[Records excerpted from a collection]
★ ★ ★ ★ ★ ★ ★
PR #12687, opened 2019-11-03
Adds the airlock painter

SteelSlayer:
## What Does This PR Do
Ports over a modified version of TG's airlock painter. This version doesn't include the toner mechanic, which has you refilling the painter to be able to use it. None of our other painters do this so I just didn't include that mechanic.

The airlock painter allows users to re-paint certain fully constructed airlocks. I've restricted the use of this to only include "normal" airlocks.

Excluded airlocks types: Vault, high security, all exotic material airlocks (uranium, plasma etc.), abductor, cult, hatches (the ones that have 4 bits that open), and shuttle doors.

These exclusions are mostly to prevent dumb shenanigans like making plasma airlocks and then painting them to look normal. Which can lead to people welding them and causing plasma fires randomly. Or for example cultists making cult airlocks, but disguising them for free with the painter.

Engineering spawns with two painters round-start and you can print more from an autolathe.

## Why It's Good For The Game
Changing the look of an airlock is extremely annoying at the moment. You have to deconstruct them either by hand, or by RCD, and then rebuilt them with the skin you want. This makes it far less annoying to change.

## Images of changes
Engineering spawns with two painters round-start:
painters

The airlock painter in action:
GIF

EDIT: I've changed the behavior of the painter slightly, so that you will not longer get this pop you see in the gif every time you click an airlock. It works like other painters now. You use it in your hand, select the paint job you want, and then apply it to airlocks.

## Changelog
:cl:
add: Adds the airlock painter. Two spawn in engineering on the large table, and more can be printed from an autolathe.
del: Deletes a multitool, t-ray scanner and engineering headset from the large table in engineering
imageadd: Adds the airlock painter item sprite, and inhand sprites for it
/:cl:


code/game/objects/items/devices/airlock_painter.dm
```diff
@@ -0,0 +1,61 @@
...
+
+	usesound = 'sound/effects/spray2.ogg'
+
+	w_class = WEIGHT_CLASS_SMALL
+	slot_flags = SLOT_BELT
+
+	materials = list(MAT_METAL = 3000, MAT_GLASS = 1000)
+
+
+/obj/item/airlock_painter/Initialize()
```
Couls: unnecessary if you're just gonna call . = ..()

code/game/machinery/doors/airlock.dm
```diff
@@ -500,6 +501,81 @@ About the new airlock wires panel:
...
+		return FALSE
+
+	var/list/optionlist
+	if(airlock_material == "glass")
+		optionlist = list("Standard", "Public", "Engineering", "Atmospherics", "Security", "Command", "Medical", "Research", "Science", "Mining", "Maintenance", "External", "External Maintenance")
+	else
+		optionlist = list("Standard", "Public", "Engineering", "Atmospherics", "Security", "Command", "Medical", "Research", "Freezer", "Science", "Mining", "Maintenance", "External", "External Maintenance")
+
+	var/paintjob = input(user, "Please select a paintjob for this airlock.") in sortList(optionlist)
+	if((!in_range(src, usr) && loc != usr) || !W.paint(user))
```
Couls: might be better to use user instead of usr, since user is already defined and you can stay consistent

code/game/objects/items/devices/airlock_painter.dm
```diff
@@ -0,0 +1,61 @@
...
+
+//Only call this if you are certain that the painter will be used right after this check!
+/obj/item/airlock_painter/proc/paint(mob/user)
+	playsound(loc, usesound, 50, TRUE)
+	return TRUE
+
+/obj/item/airlock_painter/suicide_act(mob/user)
+
+	var/obj/item/organ/internal/lungs/L = user.get_organ_slot("lungs")
+	var/lungs_name = "\improper[L.name]"
```
farie82: just [L] should do here

Couls: Don't even need the var then

SteelSlayer: I had some problems with it saying "X throws up his the lungs", but doing this stopped that issue.

code/game/machinery/doors/airlock.dm
SteelSlayer: makes sense

code/game/objects/items/devices/airlock_painter.dm
SteelSlayer: true that

_maps/map_files/cyberiad/cyberiad.dmm
```diff
@@ -84015,14 +84015,14 @@
 	tag = ""
 	},
 /obj/structure/table,
-/obj/item/t_scanner,
-/obj/item/radio/headset/headset_eng,
-/obj/item/multitool{
-	pixel_x = 5
-	},
```
Couls: Did you purposely remove these things to make room for airlock painter?

SteelSlayer: Yes I did.

Couls: should include in CL

SagaStars:
Could this be made in a protolathe/autolathe?

SteelSlayer:
@SagaStars Yes

taukausanake:
Can you give the actual painting a timer and not make it instant color change?

SteelSlayer:
@taukausanake I could yeah, but what for? Floor painters and pipe painters are instant

moxian:
> I could yeah, but what for? Floor painters and pipe painters are instant

There are much less doors than there are floors/pipes. Adding progress bar on floor/pipe painter would be annoying, but it won't be on doors.

I'm not a psychologist, but I'd say having an action take a bit longer than instant makes it feel more impactful and thus more rewarding (especially if you don't have to repeat that action 100x times).
It doesn't need to be a long delay. Something like half a second would probably be fine.

code/game/machinery/doors/airlock.dm
```diff
@@ -500,6 +501,81 @@ About the new airlock wires panel:
...
+/obj/machinery/door/airlock/proc/change_paintjob(obj/item/airlock_painter/W, mob/user)
+	if(!paintable)
+		to_chat(user, "<span class='warning'>You cannot paint this type of airlock.</span>")
+		return FALSE
+
+	var/list/optionlist
+	if(airlock_material == "glass")
+		optionlist = list("Standard", "Public", "Engineering", "Atmospherics", "Security", "Command", "Medical", "Research", "Science", "Mining", "Maintenance", "External", "External Maintenance")
+	else
+		optionlist = list("Standard", "Public", "Engineering", "Atmospherics", "Security", "Command", "Medical", "Research", "Freezer", "Science", "Mining", "Maintenance", "External", "External Maintenance")
```
moxian: The only extra option in non-glass is the freezer. What do you think about
```js
var/list/optionlist = list( < everything except freezer > )
if(airlock_material != "glass")
  optionlist |= "Freezer"
```
?

If freezer is not the only one missing - that's the more reason to make the distinction between the two lists clearer.

code/game/machinery/doors/airlock.dm
```diff
@@ -500,6 +501,81 @@ About the new airlock wires panel:
...
+		return
+	switch(paintjob)
+		if("Standard")
+			icon = 'icons/obj/doors/airlocks/station/public.dmi'
+			overlays_file = 'icons/obj/doors/airlocks/station/overlays.dmi'
+			assemblytype = /obj/structure/door_assembly
+		if("Public")
+			icon = 'icons/obj/doors/airlocks/station2/glass.dmi'
+			overlays_file = 'icons/obj/doors/airlocks/station2/overlays.dmi'
+			assemblytype = /obj/structure/door_assembly/door_assembly_public
```
moxian: Instead of copy-pasting these three values from `/obj/machinery/door/airlock/public`, maybe it's better to create a `/obj/machinery/door/airlock/public` value here and copy the values from it?
Something like (pseudocode, probably doesn't compile):
```js
var/obj/machinery/door/airlock/painted
switch(paintjob)
  if("Standard")
    painted = new/obj/machinery/door/airlock()
  if("Public")
    painted = new/obj/machinery/door/airlock/public()
  ...
icon = painted.icon
overlays_file = painted.overlays_file
assemblytype = painted.assemblytype
```

You can then even replace the switch with a assoc list of `name -> desired airlock type path` to make it even cleaner.

code/modules/research/designs/autolathe_designs.dm
```diff
@@ -195,6 +195,14 @@
 	build_path = /obj/item/floor_painter
 	category = list("initial", "Miscellaneous")
 
+/datum/design/airlock_painter
+	name = "Airlock painter"
+	id = "airlock_painter"
+	build_type = AUTOLATHE
+	materials = list(MAT_METAL = 3000, MAT_GLASS = 1000)
```
moxian: I'm not familiar with this code, but is both this and `materials` var in `/obj/item/airlock_painter` necessary? How are the two different, and what happens if you forget to specify one of them?

code/game/machinery/doors/airlock.dm
SteelSlayer: yeah that is a better option, I'll change it

code/modules/research/designs/autolathe_designs.dm
SteelSlayer: The materials list here is how much it costs to print said item. The materials list in the airlock painter file determines the amount of material that gets added whenever you recycle it into an autolathe, or anything else that will accept it. I think it also determines what's dropped on the floor if the item is destroyed, but not sure on that.

If you forgot to specify them, making these from an autolathe would be free and recycling them would give no materials.

code/game/machinery/doors/airlock.dm
SteelSlayer: I'm honestly not sure how to do what you're suggesting with the assoc lists, but you're first suggestion is definitely an improvement. I'll go with that for now.

moxian: > I'm honestly not sure how to do what you're suggesting with the assoc lists,

Once you have 
```js
var/obj/machinery/door/airlock/painted
switch(paintjob)
  if("Standard")
    painted = new/obj/machinery/door/airlock()
  if("Public")
    painted = new/obj/machinery/door/airlock/public()
  if("Engineering")
    painted = new/obj/machinery/door/airlock/door_assembly_eng()
  ...
icon = painted.icon
overlays_file = painted.overlays_file
assemblytype = painted.assemblytype
```
you can easily transform that to 
```js
var/list/airlocks = new list(
  "Standard" = /obj/machinery/door/airlock,
  "Public" = /obj/machinery/door/airlock/public,
  "Engineering" = /obj/machinery/door/airlock/door_assembly_eng,
  ...
)
var/chosen_path = airlocks[paintjob]
var/obj/machinery/door/airlock/painted = new chosen_path ()

icon = painted.icon
overlays_file = painted.overlays_file
assemblytype = painted.assemblytype
```

And once you have that, it's easy to generate the `var/list/airlocks` by iterating over existing types with `typesof` instead of hardcoding the `name -> type` correspondence

SteelSlayer: The issue is that all the names like "Standard", "Engineering", "Public" etc. are custom names. Those aren't actually the names of those types of airlocks, so I'm going to have to hardcode the list of names/paths for all the paintable airlocks. But even hardcoding them in, assoc lists are way better than what I have currently.

moxian: You can get the non-hardcoded names roughly this way:
```js
var/airlocks = new list()
for(var/airlock_path in typesof(/obj/machinery/door/airlock))
  var/obj/machinery/door/airlock/A = new airlock_path()
  var/obj/structure/door_assembly/AT = A.assemblytype
  var/door_name = AT.base_name
  airlocks[door_name] = airlock_path
```
these `door_name`s would be slightly different from the ones you have currently, but that's probably not a big deal.

You can be fancy and instead of generating this list each time you want to paint a door, you can store it in a new var, or in a datum of its own.
But I'm not sure it's worth the effort.
(I'm also not sure of the performance implication of the `typesof()` search above. I *think* it shouldn't be a problem at all, but I'm not sure. If it is - then hardcoding the options might be better)

SteelSlayer:
Alright, I added a do_after to the painter, takes about 3 seconds to complete a paint job. Also uses an associative list, which saves tons of copy and paste, thanks to @moxian. 

And from a discussion about this on discord, I've made the behavior of the airlock painter similar to the other painters in that you can use it in your hand to select a paint job and then apply it to airlocks without having a pop up menu appear each time.

code/game/machinery/doors/airlock.dm
```diff
@@ -500,6 +520,31 @@ About the new airlock wires panel:
...
+	if(airlock_material == "glass" && W.paint_setting == "Freezer") // Freezer doesn't have a glass version
+		to_chat(user, "<span class='warning'>The freezer paint job can only be applied to non-glass airlocks.</span>")
+		return FALSE
+
+	if((!in_range(src, user) && loc != user))
+		return FALSE
+
+	if(do_after(user, 20, target = src))
+		W.paint()
+		var/airlock_type = paintable_airlocks["[W.paint_setting]"]
```
moxian: If you move paintable_airlocks to be paint gun level var, you won't need to worry (as much) about it being desynced from paint gun's own option_list (since you'd be able to construct the latter from the former), and getting a null airlock_type here (which would at best runtime, and at worst make the door invisible).

Oh and (totally a nitpick!) probably a better name would be something like (airlock?)_(available?)_paintjobs, since this, confusingly, has nothing to do with the .paintable airlock var (that one only controls which doors can be changed away *from*, not which the paint gun can *produce*!)

code/game/machinery/doors/airlock.dm
```diff
@@ -500,6 +520,31 @@ About the new airlock wires panel:
 				sleep(6)
 				update_icon(AIRLOCK_CLOSED)
 
+
+/obj/machinery/door/airlock/proc/change_paintjob(obj/item/airlock_painter/W, mob/user)
+	if(!paintable)
+		to_chat(user, "<span class='warning'>You cannot paint this type of airlock.</span>")
+		return FALSE
+
+	if(airlock_material == "glass" && W.paint_setting == "Freezer") // Freezer doesn't have a glass version
```
moxian: I think it's better to inspect airlock's assembly .glass variable to see whether it has glass now, and indirect assembly .noglass var to see if it can be installed at all (instead of hardcoding freezer).

code/game/machinery/doors/airlock.dm
```diff
@@ -79,6 +98,7 @@ var/list/airlock_overlays = list()
 	var/note_overlay_file = 'icons/obj/doors/airlocks/station/overlays.dmi' //Used for papers and photos pinned to the airlock
 	var/normal_integrity = AIRLOCK_INTEGRITY_N
 	var/prying_so_hard = FALSE
+	var/paintable = TRUE
```
moxian: It's obvious what it does when you inspect the code deeper but probably not when you're skimming through the airlock definition here.
I suggest adding a short comment here. Something like "whether appearance can be charged with airlock painter"

code/game/machinery/doors/airlock.dm
SteelSlayer: You can't use the painter on assemblies, only fully constructed airlocks. Originally I wanted to do that but it would be more annoying. Airlocks that have glass will have the var `airlock_material == "glass"`

code/game/machinery/doors/airlock.dm
SteelSlayer: Both good points

code/game/machinery/doors/airlock.dm
moxian: Oh, you're right, the original assembly is hard to get from here, my bad!

You can still get the noglass as `(new src.assemblytype() ).noglass` (again, instead of hardcoding the freezer)

code/game/machinery/doors/airlock.dm
SteelSlayer: Yeah, will add one

code/game/machinery/doors/airlock.dm
SteelSlayer: Hm, yeah that actually works, neat little trick

code/game/objects/items/devices/airlock_painter.dm
```diff
@@ -0,0 +1,83 @@
...
+
+/obj/item/airlock_painter
+	name = "airlock painter"
+	desc = "An advanced autopainter preprogrammed with several paintjobs for airlocks. Use it on a completed airlock to change its paintjob."
+	icon = 'icons/obj/device.dmi'
+	icon_state = "airlock_painter"
+	item_state = "airlock_painter"
+
+	usesound = 'sound/effects/spray2.ogg'
+
```
Fox-McCloud, line 11: needs conduct and no bludgeon

code/game/machinery/doors/airlock.dm
```diff
@@ -502,6 +503,36 @@ About the new airlock wires panel:
...
+
+	if(!painter.paint_setting)
+		to_chat(user, "<span class='warning'>You need to select a paintjob first.</span>")
+		return
+
+	var/airlock_type = painter.available_paint_jobs["[painter.paint_setting]"] // get the airlock type path associated with the airlock name the user just chose
+	var/obj/machinery/door/airlock/airlock = new airlock_type // we need to create an new instance of the airlock and assembly to read vars from them
+	var/obj/structure/door_assembly/assembly = new airlock.assemblytype
+
+	if(airlock_material == "glass" && assembly.noglass) // prevents painting glass airlocks with a paint job that doesn't have a glass version, such as the freezer
```
Fox-McCloud, line 520: can't you abuse `initial` here?

code/game/machinery/doors/airlock.dm
```diff
@@ -502,6 +503,36 @@ About the new airlock wires panel:
...
+		to_chat(user, "<span class='warning'>This paint job can only be applied to non-glass airlocks.</span>")
+
+	else if(do_after(user, 20, target = src))
+		// applies the user-chosen airlock's icon, overlays and assemblytype to the src airlock
+		painter.paint(user)
+		icon = airlock.icon
+		overlays_file = airlock.overlays_file
+		assemblytype = airlock.assemblytype
```
Fox-McCloud, line 528: and the above two.

code/game/machinery/doors/airlock.dm
```diff
@@ -502,6 +503,36 @@ About the new airlock wires panel:
...
+		update_icon()
+
+	// these are just hanging around but are never placed, we need to delete them.
+	qdel(airlock)
+	qdel(assembly)
```
Fox-McCloud, line 533: that way we don't have to do this nonsense.

code/game/machinery/doors/airlock.dm
SteelSlayer: Yeah it works... somehow. Don't have to `new` them anymore.

code/game/objects/items/devices/airlock_painter.dm
SteelSlayer: Sure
★ ★ ★ ★ ★ ★ ★
Tell how many lines above contain the word "noglass". Give the number alone.

### ANSWER AREA:
3